→ **Exercise aim**: Your response should contain every line from the data below that holds the string "useState".

→ **Given records**:

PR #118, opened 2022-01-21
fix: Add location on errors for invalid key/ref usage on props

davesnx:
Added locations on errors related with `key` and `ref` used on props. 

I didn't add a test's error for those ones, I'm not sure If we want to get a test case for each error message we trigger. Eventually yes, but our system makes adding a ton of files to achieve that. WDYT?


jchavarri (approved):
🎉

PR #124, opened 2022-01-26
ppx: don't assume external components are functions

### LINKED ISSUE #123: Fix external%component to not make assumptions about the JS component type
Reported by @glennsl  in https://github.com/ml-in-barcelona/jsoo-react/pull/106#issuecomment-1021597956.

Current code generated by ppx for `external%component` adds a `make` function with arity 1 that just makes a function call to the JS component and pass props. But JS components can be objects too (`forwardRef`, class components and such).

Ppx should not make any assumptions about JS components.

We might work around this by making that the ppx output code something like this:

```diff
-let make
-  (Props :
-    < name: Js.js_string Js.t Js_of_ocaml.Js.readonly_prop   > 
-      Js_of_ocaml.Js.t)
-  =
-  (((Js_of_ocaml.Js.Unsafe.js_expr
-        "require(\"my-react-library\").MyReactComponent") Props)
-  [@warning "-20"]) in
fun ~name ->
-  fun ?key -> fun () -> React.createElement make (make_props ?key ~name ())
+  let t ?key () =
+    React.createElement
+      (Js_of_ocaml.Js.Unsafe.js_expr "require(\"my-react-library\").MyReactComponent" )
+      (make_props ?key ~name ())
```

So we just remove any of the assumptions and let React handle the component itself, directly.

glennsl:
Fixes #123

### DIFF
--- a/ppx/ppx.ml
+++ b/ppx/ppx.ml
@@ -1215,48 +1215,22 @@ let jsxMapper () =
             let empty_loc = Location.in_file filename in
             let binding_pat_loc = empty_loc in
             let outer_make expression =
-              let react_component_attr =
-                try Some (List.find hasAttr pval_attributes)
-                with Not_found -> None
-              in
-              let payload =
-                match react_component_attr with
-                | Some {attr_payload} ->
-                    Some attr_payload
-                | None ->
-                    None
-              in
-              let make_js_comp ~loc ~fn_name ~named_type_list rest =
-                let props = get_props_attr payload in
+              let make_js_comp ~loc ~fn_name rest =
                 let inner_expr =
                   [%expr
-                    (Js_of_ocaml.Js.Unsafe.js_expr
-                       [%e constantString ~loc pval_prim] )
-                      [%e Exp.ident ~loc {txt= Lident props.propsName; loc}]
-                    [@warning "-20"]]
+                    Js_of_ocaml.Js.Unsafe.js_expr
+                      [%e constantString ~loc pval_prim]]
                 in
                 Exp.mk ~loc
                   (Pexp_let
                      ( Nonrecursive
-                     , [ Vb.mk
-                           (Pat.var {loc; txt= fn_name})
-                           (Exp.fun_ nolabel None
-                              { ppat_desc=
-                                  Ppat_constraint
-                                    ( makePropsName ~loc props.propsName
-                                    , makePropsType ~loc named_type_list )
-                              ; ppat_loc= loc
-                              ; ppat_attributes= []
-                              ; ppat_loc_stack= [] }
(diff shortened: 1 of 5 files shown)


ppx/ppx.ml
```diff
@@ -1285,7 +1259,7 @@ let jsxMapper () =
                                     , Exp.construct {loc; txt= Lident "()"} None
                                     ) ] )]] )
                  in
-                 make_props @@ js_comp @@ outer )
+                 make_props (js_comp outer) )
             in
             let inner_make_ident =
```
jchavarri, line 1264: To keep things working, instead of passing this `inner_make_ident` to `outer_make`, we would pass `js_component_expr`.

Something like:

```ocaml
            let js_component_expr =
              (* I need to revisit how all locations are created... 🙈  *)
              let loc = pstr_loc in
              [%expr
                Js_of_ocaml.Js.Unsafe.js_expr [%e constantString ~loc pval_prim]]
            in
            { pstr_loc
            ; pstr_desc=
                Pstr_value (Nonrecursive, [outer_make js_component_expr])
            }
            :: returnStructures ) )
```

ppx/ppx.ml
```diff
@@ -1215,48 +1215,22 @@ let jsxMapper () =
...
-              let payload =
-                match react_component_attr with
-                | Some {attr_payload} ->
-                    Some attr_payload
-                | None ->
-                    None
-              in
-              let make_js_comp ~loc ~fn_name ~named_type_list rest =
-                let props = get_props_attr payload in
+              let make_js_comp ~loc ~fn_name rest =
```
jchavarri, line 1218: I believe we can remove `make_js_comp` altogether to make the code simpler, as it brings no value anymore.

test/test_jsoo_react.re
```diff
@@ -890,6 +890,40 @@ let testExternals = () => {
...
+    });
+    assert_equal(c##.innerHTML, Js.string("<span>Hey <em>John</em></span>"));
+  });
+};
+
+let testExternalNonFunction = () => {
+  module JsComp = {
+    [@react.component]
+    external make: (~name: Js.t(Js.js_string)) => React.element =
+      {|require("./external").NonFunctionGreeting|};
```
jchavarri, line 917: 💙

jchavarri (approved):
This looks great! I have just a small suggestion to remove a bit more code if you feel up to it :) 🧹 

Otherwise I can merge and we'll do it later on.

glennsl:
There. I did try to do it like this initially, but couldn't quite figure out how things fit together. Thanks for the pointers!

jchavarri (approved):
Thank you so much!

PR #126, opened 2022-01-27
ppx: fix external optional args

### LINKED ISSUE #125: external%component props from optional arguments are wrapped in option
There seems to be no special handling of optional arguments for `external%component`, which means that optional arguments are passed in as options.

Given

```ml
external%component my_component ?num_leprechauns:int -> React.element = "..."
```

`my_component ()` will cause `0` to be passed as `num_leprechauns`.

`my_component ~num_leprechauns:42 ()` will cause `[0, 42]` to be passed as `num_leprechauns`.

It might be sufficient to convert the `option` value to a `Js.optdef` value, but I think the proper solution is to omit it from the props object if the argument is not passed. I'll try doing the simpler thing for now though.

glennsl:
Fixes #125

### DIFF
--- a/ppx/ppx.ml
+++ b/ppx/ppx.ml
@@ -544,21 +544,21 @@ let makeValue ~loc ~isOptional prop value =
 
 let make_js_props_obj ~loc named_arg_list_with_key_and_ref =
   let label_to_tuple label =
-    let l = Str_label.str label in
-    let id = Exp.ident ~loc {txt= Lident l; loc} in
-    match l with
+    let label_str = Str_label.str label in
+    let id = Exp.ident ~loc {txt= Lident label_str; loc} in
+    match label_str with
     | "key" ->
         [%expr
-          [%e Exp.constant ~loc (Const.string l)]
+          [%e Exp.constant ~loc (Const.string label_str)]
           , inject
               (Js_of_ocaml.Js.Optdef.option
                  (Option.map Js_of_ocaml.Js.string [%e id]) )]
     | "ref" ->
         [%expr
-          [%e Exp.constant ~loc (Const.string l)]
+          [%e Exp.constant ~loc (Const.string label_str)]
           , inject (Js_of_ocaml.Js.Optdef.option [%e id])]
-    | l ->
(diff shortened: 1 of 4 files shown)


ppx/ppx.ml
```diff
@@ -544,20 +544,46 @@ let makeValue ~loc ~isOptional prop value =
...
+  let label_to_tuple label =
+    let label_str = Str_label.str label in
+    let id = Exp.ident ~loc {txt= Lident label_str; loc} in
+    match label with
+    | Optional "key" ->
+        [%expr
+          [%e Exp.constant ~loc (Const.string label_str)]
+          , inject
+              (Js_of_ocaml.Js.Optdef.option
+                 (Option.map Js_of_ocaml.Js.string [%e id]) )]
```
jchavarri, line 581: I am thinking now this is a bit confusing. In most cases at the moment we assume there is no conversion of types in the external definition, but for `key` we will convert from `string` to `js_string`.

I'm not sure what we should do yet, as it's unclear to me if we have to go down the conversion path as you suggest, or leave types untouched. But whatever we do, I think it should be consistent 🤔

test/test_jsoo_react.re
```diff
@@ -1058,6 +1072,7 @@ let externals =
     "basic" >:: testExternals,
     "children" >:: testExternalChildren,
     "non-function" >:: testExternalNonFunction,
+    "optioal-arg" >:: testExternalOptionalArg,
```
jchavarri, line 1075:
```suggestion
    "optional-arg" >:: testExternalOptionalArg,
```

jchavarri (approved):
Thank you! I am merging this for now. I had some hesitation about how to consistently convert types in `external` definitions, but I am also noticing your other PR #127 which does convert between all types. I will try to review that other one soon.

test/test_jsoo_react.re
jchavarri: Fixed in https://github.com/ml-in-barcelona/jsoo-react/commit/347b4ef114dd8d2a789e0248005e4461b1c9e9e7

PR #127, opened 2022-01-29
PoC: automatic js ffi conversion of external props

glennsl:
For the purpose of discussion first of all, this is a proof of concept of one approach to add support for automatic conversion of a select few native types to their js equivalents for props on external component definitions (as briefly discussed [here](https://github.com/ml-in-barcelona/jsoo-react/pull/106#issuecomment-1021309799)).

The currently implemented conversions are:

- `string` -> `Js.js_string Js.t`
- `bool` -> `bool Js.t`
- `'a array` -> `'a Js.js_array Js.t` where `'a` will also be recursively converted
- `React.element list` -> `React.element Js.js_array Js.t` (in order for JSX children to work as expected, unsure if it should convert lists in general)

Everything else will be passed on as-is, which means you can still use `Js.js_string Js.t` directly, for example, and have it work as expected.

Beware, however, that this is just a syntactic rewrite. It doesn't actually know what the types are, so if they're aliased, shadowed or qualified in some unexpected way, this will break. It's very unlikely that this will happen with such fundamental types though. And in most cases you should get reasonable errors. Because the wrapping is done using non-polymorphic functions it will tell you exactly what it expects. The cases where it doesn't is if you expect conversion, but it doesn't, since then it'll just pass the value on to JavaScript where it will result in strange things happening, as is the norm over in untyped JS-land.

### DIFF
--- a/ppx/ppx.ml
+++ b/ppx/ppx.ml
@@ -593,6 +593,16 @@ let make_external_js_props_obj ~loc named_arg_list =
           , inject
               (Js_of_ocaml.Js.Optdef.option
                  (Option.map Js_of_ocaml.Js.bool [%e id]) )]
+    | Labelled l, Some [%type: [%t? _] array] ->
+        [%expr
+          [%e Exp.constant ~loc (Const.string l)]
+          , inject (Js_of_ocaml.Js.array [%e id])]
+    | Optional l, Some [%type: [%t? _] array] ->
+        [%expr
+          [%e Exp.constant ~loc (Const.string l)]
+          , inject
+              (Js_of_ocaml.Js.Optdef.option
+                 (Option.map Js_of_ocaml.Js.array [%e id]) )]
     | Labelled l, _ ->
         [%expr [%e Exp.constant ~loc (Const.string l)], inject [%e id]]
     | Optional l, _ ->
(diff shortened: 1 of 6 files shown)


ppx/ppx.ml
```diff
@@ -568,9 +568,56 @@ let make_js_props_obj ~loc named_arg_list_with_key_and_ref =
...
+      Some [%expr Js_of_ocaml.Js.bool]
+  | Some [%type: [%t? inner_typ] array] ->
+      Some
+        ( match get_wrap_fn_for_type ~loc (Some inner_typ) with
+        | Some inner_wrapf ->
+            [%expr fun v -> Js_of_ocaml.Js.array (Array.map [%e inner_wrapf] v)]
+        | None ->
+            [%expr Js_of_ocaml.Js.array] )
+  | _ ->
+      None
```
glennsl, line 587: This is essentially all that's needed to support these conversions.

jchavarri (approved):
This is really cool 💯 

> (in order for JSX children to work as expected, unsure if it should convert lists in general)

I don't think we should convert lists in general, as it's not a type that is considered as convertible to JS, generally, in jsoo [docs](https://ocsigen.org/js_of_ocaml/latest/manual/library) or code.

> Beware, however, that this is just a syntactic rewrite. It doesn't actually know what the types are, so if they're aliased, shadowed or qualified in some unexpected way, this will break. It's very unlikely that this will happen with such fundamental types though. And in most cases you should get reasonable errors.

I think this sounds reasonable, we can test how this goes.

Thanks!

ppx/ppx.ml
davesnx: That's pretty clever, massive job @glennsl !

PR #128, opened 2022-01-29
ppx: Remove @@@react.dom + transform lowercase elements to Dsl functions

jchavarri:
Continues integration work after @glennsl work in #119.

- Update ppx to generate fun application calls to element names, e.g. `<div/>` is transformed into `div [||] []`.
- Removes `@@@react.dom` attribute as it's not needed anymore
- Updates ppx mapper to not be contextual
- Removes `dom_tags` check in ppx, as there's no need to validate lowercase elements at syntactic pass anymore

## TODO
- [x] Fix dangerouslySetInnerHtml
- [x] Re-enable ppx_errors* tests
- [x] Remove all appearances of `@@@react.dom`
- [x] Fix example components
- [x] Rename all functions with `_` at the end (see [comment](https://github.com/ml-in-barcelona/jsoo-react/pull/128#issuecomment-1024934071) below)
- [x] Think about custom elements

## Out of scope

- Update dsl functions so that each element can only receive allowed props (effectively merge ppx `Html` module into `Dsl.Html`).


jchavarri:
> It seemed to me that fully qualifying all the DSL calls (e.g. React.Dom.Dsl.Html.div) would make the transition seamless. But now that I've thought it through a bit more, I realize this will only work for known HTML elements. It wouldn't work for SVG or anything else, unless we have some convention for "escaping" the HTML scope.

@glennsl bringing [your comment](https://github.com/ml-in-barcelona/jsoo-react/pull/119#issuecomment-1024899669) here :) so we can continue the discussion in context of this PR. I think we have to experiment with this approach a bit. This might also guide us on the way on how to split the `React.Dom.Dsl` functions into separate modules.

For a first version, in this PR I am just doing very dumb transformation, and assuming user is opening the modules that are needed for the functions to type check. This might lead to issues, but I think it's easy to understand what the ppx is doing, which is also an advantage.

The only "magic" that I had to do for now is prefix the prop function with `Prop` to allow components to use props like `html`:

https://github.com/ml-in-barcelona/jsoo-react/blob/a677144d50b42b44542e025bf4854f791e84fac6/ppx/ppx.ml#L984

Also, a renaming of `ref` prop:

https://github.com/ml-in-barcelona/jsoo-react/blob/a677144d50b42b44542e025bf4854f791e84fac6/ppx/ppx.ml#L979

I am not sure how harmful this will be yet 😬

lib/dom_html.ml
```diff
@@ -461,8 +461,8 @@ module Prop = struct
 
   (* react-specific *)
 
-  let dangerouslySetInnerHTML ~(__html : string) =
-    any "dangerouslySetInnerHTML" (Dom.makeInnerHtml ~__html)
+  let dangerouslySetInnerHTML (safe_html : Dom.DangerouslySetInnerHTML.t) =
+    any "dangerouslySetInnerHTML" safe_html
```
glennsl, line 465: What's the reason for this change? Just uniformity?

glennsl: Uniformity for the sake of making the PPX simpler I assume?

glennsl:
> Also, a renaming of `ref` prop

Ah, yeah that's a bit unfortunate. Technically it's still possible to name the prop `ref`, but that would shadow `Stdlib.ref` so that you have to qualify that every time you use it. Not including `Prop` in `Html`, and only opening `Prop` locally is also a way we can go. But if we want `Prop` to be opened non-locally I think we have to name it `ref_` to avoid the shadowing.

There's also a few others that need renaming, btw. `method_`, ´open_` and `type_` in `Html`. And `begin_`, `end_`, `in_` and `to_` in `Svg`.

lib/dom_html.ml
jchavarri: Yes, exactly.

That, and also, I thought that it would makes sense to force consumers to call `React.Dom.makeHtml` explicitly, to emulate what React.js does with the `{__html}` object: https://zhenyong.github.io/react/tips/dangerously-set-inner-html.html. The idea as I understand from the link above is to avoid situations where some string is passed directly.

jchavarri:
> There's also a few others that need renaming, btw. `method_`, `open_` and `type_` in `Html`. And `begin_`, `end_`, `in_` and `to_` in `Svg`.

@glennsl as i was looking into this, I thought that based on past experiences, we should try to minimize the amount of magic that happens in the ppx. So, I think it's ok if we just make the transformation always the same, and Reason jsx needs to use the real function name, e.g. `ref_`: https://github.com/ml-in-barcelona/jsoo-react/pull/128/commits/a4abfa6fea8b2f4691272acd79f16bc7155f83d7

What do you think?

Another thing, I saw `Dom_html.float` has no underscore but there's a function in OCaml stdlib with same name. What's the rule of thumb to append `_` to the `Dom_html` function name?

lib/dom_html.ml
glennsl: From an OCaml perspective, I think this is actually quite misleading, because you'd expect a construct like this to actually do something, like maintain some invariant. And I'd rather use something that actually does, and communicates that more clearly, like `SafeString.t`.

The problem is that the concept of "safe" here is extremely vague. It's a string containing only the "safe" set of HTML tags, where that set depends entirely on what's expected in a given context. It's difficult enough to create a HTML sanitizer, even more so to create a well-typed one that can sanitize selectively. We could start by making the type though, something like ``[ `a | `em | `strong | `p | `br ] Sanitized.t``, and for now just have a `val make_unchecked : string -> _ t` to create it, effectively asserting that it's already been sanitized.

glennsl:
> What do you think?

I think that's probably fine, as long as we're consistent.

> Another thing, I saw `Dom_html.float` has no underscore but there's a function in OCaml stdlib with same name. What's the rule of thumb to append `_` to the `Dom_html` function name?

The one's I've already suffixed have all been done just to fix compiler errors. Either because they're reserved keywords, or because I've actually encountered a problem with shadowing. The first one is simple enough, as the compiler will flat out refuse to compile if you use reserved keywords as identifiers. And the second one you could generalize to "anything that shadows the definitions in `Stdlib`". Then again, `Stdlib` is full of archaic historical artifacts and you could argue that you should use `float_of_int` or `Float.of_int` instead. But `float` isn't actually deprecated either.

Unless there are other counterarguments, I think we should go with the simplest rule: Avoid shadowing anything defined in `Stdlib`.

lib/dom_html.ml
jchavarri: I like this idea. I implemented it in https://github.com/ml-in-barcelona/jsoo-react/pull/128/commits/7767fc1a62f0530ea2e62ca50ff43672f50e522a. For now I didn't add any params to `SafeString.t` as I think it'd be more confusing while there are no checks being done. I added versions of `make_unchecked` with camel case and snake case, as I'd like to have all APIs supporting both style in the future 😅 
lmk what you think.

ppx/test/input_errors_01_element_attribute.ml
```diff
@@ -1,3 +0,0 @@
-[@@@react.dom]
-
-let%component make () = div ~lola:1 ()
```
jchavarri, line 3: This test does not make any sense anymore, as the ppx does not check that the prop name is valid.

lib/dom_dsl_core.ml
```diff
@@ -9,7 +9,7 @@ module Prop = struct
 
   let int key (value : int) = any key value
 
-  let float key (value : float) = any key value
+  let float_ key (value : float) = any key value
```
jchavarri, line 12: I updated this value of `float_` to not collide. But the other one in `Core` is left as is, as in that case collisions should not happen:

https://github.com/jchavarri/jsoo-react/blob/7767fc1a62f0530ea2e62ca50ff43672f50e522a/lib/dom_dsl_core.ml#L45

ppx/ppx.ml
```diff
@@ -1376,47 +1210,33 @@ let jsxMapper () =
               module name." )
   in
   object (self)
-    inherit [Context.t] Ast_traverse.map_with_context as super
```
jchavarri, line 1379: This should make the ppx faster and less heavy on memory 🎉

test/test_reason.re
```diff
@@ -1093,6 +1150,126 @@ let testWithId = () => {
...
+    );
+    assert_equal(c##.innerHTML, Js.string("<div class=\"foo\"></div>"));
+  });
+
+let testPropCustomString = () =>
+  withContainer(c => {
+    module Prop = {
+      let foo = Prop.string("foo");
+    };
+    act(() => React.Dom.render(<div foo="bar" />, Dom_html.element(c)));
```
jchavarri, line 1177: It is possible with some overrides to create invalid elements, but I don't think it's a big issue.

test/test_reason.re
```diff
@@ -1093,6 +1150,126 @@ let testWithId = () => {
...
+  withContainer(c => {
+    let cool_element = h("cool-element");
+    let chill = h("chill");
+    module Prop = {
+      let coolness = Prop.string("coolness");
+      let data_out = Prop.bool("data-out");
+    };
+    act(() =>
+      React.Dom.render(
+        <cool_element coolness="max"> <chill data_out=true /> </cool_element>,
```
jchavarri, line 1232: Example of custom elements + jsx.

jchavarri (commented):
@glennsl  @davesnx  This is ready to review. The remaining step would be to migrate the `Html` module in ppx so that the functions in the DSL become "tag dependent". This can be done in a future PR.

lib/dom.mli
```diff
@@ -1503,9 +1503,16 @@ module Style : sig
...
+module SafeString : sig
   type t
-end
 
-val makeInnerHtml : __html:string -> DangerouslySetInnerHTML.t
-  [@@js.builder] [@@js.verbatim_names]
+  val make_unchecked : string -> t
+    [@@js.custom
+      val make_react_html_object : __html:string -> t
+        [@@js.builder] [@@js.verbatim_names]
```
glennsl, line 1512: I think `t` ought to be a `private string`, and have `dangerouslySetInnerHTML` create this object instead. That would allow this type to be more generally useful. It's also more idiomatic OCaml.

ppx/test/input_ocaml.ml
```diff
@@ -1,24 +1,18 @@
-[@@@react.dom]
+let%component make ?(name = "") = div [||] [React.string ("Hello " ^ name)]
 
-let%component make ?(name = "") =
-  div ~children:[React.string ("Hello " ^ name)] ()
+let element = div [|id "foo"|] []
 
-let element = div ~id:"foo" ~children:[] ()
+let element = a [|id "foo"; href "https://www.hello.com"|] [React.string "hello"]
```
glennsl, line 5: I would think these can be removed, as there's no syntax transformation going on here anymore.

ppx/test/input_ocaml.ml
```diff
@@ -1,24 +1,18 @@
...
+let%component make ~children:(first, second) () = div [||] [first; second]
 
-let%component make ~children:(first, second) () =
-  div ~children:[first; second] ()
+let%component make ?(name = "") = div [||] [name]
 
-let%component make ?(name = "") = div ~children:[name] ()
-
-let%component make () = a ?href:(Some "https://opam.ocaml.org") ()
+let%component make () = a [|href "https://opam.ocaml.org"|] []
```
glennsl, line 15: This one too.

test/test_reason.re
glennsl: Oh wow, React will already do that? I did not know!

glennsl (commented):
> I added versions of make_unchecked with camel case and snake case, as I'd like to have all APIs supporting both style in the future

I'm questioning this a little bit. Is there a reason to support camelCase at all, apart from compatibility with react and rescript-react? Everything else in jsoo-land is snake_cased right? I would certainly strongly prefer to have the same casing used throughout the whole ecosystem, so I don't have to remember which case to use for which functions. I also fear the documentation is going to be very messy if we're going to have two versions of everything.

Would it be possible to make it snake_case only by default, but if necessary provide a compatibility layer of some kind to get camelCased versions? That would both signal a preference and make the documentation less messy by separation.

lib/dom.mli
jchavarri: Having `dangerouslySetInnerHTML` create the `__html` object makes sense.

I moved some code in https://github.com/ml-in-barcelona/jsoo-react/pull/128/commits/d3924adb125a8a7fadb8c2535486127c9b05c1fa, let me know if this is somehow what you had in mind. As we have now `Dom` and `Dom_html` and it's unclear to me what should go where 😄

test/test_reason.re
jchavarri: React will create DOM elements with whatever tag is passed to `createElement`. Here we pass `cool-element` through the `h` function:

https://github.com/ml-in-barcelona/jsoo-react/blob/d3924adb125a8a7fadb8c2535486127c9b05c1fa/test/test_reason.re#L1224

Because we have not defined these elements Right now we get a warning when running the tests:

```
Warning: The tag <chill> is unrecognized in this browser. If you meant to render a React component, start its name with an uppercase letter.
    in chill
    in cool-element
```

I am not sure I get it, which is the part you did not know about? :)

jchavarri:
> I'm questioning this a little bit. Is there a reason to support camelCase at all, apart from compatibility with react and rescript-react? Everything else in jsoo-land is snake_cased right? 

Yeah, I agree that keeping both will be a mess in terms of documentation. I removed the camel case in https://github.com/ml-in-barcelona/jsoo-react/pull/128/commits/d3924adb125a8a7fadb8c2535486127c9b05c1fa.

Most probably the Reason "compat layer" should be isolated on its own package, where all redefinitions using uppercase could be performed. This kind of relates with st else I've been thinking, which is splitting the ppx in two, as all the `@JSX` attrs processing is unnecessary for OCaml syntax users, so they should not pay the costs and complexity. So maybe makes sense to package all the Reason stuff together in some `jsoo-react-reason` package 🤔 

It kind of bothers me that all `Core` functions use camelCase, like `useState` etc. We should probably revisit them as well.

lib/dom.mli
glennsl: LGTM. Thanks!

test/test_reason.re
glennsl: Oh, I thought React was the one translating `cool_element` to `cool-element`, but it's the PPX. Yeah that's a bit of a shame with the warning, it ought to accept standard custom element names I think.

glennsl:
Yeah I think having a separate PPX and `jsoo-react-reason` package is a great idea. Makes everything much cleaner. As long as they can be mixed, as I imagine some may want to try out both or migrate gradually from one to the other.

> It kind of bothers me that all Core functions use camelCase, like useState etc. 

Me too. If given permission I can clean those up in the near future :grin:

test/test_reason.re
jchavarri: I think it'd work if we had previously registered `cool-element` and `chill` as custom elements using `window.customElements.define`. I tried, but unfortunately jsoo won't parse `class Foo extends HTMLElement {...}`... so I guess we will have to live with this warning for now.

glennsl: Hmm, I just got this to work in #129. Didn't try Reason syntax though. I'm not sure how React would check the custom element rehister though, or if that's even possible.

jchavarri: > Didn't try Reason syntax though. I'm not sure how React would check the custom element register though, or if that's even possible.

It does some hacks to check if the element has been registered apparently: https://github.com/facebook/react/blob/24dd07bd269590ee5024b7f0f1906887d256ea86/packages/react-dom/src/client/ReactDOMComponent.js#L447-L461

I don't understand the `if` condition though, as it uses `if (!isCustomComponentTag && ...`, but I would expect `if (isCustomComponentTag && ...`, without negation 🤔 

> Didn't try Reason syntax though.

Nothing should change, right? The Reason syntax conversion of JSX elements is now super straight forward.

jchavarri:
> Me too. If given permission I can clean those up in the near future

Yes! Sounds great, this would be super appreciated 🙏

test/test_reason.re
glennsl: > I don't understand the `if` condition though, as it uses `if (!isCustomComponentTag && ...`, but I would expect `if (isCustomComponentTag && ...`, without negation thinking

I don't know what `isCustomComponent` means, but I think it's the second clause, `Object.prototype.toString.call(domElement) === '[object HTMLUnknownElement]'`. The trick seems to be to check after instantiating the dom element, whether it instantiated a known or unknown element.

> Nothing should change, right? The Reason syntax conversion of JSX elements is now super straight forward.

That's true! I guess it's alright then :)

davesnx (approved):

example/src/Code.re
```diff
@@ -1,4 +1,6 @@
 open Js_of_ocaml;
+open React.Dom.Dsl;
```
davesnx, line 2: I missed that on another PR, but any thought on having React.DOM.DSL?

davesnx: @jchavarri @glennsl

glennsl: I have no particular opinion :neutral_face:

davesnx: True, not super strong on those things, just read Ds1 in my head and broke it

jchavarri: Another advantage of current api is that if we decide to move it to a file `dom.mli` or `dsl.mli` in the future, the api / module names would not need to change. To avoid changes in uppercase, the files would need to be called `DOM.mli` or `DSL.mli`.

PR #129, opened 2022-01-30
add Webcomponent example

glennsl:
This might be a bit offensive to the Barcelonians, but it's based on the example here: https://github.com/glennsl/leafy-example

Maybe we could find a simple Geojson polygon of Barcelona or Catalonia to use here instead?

→ **Exercise output**:
It kind of bothers me that all `Core` functions use camelCase, like `useState` etc. We should probably revisit them as well.
> It kind of bothers me that all Core functions use camelCase, like useState etc. 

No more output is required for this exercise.